-------- Exercise data --------

PR #3021, opened 2022-05-23
[#153891] TimedServices adjustment in product bundles

jossim:
# Release Notes

When TimedServices are part of a bundle, the time is preset, it's not possible for a user to adjust the amount of time they'd like.

This updates the behavior of bundled TimedServices so that the time can be adjusted by the user on checkout.

# Screenshot

Screen Shot 2022-05-31 at 12 48 56 PM

### DIFF
--- a/app/views/bundle_products/new.html.haml
+++ b/app/views/bundle_products/new.html.haml
@@ -18,7 +18,7 @@
       required: true,
       collection: @bundle.products_for_group_select,
       group_method: :last,
-      input_html: { class: "js--bundleProducts__productSelect", data: { timed_quantity_types: TimedService.model_name.human(count: 2) } }
+      input_html: { class: "js--bundleProducts__productSelect", data: { timed_quantity_types: '' } }
 
     .js--bundleProducts__quantityField
       = f.input :quantity, required: true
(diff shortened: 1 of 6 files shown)


spec/system/placing_an_order_spec.rb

--------

**Exercise aim**:
This exercise calls for the lines from the one holding "timed_quantity_types: TimedService.model_name.human(count: 2)" through the end of the entries, transcribed exactly and with nothing more.

**Problem solution**:
-      input_html: { class: "js--bundleProducts__productSelect", data: { timed_quantity_types: TimedService.model_name.human(count: 2) } }
+      input_html: { class: "js--bundleProducts__productSelect", data: { timed_quantity_types: '' } }
 
     .js--bundleProducts__quantityField
       = f.input :quantity, required: true
(diff shortened: 1 of 6 files shown)


spec/system/placing_an_order_spec.rb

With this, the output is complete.